[[ Data supplied open ]]
PR #325, opened 2019-03-11
feat(Event): update fields to properties and lists to observable

thestonefox:

The BehaviourEnabledObserver has also been re-written to utilise a
Coroutine instead of using InvokeRepeating.

The ObservableList has also had a new ReadOnlyCollection added that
[[ Data supplied closed ]]
→ What you should do: Exactly as they appear above, set down all of the records once more.

→ Response to this exercise:
PR #325, opened 2019-03-11
feat(Event): update fields to properties and lists to observable

thestonefox:

The BehaviourEnabledObserver has also been re-written to utilise a
Coroutine instead of using InvokeRepeating.

The ObservableList has also had a new ReadOnlyCollection added that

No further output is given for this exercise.